Catequesis
del Papa Juan Pablo II
durante la Audiencia General
del miércoles 10 de diciembre de 2003
Dios está del lado de los justos y
las víctimas
1. Siguiendo la serie de los Salmos y de los Cánticos que constituyen
la oración eclesial de las Vísperas, nos encontramos ante un himno, tomado del
capítulo 19 del Apocalipsis, compuesto por una secuencia de aleluyas y
aclamaciones.
Tras estas gozosas invocaciones se encuentra el
lamento dramático entonado en el capítulo precedente por los reyes de la
tierra, los mercaderes y los marineros ante la caída de la Babilonia imperial,
la ciudad de la malicia y de la opresión, símbolo de la persecución
desencadenada contra la Iglesia.
2. En antítesis a este grito que se eleva desde la tierra,
resuena en los cielos un coro gozoso de carácter litúrgico que, además del
«aleluya», repite también el «amén». Las aclamaciones, como antífonas, que
ahora une la Liturgia de las Vísperas en un solo cántico, en el texto del
Apocalipsis son atribuidas a personajes diferentes. Nos encontramos, ante todo,
con una «muchedumbre inmensa», constituida por la asamblea de los ángeles y de
los santos (Cf. versículos 1-3). Se oye, después, la voz de los «veinticuatro ancianos»

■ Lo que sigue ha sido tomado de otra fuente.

PR #1289, opened 2026-08-03
feat(vulns): flag ENISA EUVD exploited findings beside CISA KEV

### LINKED ISSUE #1190: EUVD exploited-vulnerabilities list as a second KEV source
`kev.py` flags CISA KEV membership. ENISA's EUVD maintains its own exploited-vulnerabilities category with a public API (https://euvd.enisa.europa.eu/apidoc). Independent analysis found it currently tracks as a subset of CISA KEV (https://www.vulncheck.com/blog/enisa-euvd), so the marginal detection value is small today; the value is EU/CRA-facing posture (European customers ask for the ENISA list by name) plus resilience if the lists diverge.

Approach: a `euvd.py` sibling of `kev.py` (same lazy fetch + daily cache + fail-empty shape), an "EU KEV" badge next to the existing KEV badge, both flags in the findings API. The advisory link-out registry issue covers EUVD id rendering.

Acceptance:
- [ ] Findings in the ENISA exploited list carry the EU flag, cached feed, no per-render latency
- [ ] Both exploitation flags exposed via the findings API and posture surfaces
- [ ] ENISA outage degrades to empty set, same as the CISA path

aurangzaib048:
Closes #1190.

A `euvd.py` sibling of `kev.py`: same lazy fetch, same daily cache with the hour-long failure cache, same background warm task (own dedupe key, same `kev_warm` queue), same fail-empty shape on outage. The feed is a JSON array whose `aliases` field is one newline-delimited string — the parser normalises that and also accepts the obvious list shape, so a future feed fix cannot silently break matching. The EUVD API's gateway rejects the default python-requests user agent, so the fetch identifies as the product; a 403 degrades to the failure cache like any other outage.

Findings in the list get an `euvd` flag stamped at read time in `_result_with_kev`, right beside `kev` — `finding_in_kev` is a generic id-or-alias membership test, so the EUVD set reuses it rather than growing a twin. Both flags ride the findings API, and the assessments panel renders an **EU KEV** badge next to KEV.

Per the issue's own framing (VulnCheck found the ENISA list tracks as a near-subset of CISA KEV), the value is EU-facing posture and divergence resilience rather than marginal detection.

Not an assessment plugin: like KEV, it's a read-time flag with no run to record, so nothing registers on the plugins page.

Verification: 13 new tests (feed parsing incl. the newline-delimited aliases quirk, caching, outage and shape-change degradation, cache-only mode, stamping, both-flags coexistence, GHSA-alias matching); the 9 existing KEV badge tests still pass; ruff, mypy and djlint clean.

### DIFF
--- a/sbomify/apps/core/tests/test_cron.py
+++ b/sbomify/apps/core/tests/test_cron.py
@@ -20,7 +20,9 @@ class TestPurgeSoftDeletedUsers:
         from sbomify.apps.core.services.account_deletion import SOFT_DELETE_GRACE_DAYS
 
         user = django_user_model.objects.create_user(
-            username="expired_user", email="expired@example.com", password="test",
+            username="expired_user",
+            email="expired@example.com",
+            password="test",
             is_active=False,
         )
         user.deleted_at = timezone.now() - timedelta(days=SOFT_DELETE_GRACE_DAYS + 1)
@@ -38,7 +40,9 @@ class TestPurgeSoftDeletedUsers:
         from sbomify.apps.core.cron import purge_soft_deleted_users
 
         user = django_user_model.objects.create_user(
-            username="recent_user", email="recent@example.com", password="test",
+            username="recent_user",
+            email="recent@example.com",
+            password="test",
             is_active=False,
         )
         user.deleted_at = timezone.now() - timedelta(days=5)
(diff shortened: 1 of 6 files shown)


vpetersson (approved):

y de los «cuatro vivientes», imágenes simbólicas que parecen ser los sacerdotes
de esta liturgia celeste de alabanza y de acción de gracias (Cf. versículo 4).

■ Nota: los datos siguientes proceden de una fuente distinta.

PR #1290, opened 2026-08-03
feat(vulns): suppressed-findings toggle, state and KEV filters on the internal drill-down

### LINKED ISSUE #1196: internal vulnerability views: show VEX-suppressed findings and add filtering
The public Trust Center posture view lists suppressed findings dimmed with state and justification (`posture.py` machinery). The internal working views drop them: the findings extraction filters via `finding_dict_is_suppressed` (`vulnerability_scanning/apis.py`), so an analyst cannot see what VEX cleared without opening the raw VEX artifact, and the per-SBOM findings list has no filter controls at all.

Approach: reuse the posture machinery internally: a "show suppressed" toggle rendering suppressed rows with state/justification badges, plus filters on the axes whose data exists (severity, analysis state, KEV, package). Composes with the in-app triage UI, which sets these states.

Acceptance:
- [ ] Internal vuln tab shows suppressed findings on toggle, with VEX state and justification
- [ ] Severity / analysis-state / KEV filters on the findings list
- [ ] Counts reconcile with the Trust Center posture for the same release

aurangzaib048:
Closes #1196.

## The gap

The component page's vulnerabilities drill-down mixed VEX-suppressed rows into the list, and the header badge counted them — so the internal numbers disagreed with the Trust Center posture, which lists suppressed findings separately from the severity counts. The only filters were search and severity.

## What changed

- **Show suppressed toggle.** Suppressed rows hide by default; `Show suppressed (N)` reveals them struck through with their VEX state, origin (manual triage vs imported VEX), and the justification text now visible in the Status column rather than buried in a tooltip.
- **Analysis-state filter.** All states / No decision / Under investigation / Affected / Fixed / Not affected / False positive, driven by a per-row parallel list. Picking a suppressing state implies visibility, so the filter can never select rows the toggle is hiding — no confusing empty lists.
- **KEV-only filter.** `extract_finding_rows` now stamps a `kev` flag per row from the cached CISA catalog (id or alias), the same read-time derivation the assessments panel uses, and the row renders a KEV chip. Every caller of `extract_finding_rows` keeps its behaviour — the flag is false without a catalog.
- **Counts reconcile.** The header badge counts open findings only and names the suppressed tally beside them (`2 Critical · 1 High · 2 suppressed · latest scan`), so the reconciliation with the Trust Center is visible rather than silent. A fully-suppressed component still shows its suppressed count instead of a blank header.
- Status column also distinguishes `Under investigation` and `Fixed` states that previously all rendered as `Affected`.

## Verification

- Live browser drill on a component with 4 findings / 2 suppressed: default view shows 2 open rows with "2 suppressed hidden", the toggle reveals both struck-through rows with `code_not_reachable` justification text, the state filter surfaces suppressed rows with the toggle off, and the header badge reads "· 2 suppressed".
- New view test pinning the context: summary excludes suppressed and carries the suppressed count; parallel state/suppressed/KEV lists line up per row; VEX justification and KEV flags land on rows. Two new `extract_finding_rows` tests for KEV stamping by id and alias, and the no-catalog default.
- 345 tests across the touched apps pass; ruff, mypy, djlint clean.

### DIFF
--- a/sbomify/apps/core/templates/core/component_details_private_base.html.j2
+++ b/sbomify/apps/core/templates/core/component_details_private_base.html.j2
@@ -150,7 +150,7 @@
                 </span>
             </div>
             {# Latest-scan vulnerability summary (design review / mock). #}
-            {% if vuln_summary.critical or vuln_summary.high or vuln_summary.medium or vuln_summary.low %}
+            {% if vuln_summary.critical or vuln_summary.high or vuln_summary.medium or vuln_summary.low or vuln_summary.suppressed %}
                 <div class="flex items-center gap-1.5 px-3 py-1.5 rounded-md text-sm {% if vuln_summary.critical or vuln_summary.high %}bg-danger/10 border border-danger/20{% else %}bg-warning/10 border border-warning/20{% endif %}">
                     <i class="fas fa-triangle-exclamation text-xs {% if vuln_summary.critical or vuln_summary.high %}text-danger{% else %}text-warning{% endif %}"></i>
                     {% if vuln_summary.critical %}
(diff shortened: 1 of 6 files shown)


vpetersson (approved):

Se eleva, por último, la voz de un solista (Cf. versículo 5) que a su vez
involucra en el canto a la «muchedumbre inmensa» con la que se había comenzado
(Cf. versículos 6-7).
3. En las futuras etapas de nuestro recorrido de oración,
tendremos la oportunidad de ilustrar cada una de las antífonas de este
grandioso y festivo himno de alabanza elevado por diferentes voces. Por el
momento, nos contentamos con dos anotaciones. La primera se refiere a la
aclamación de apertura, que dice así: «La salvación y la gloria y el poder son
de nuestro Dios, porque sus juicios son verdaderos y justos» (versículos 1-2).
En el corazón de esta invocación gozosa se encuentra
la representación de la intervención decisiva de Dios en la historia: el Señor
no es indiferente, como un emperador impasible y aislado, ante las vicisitudes
humanas. Como dice el Salmista, «el Señor tiene su trono en el cielo, sus ojos
están observando, sus pupilas examinan a los hombres» (Salmo 10, 4).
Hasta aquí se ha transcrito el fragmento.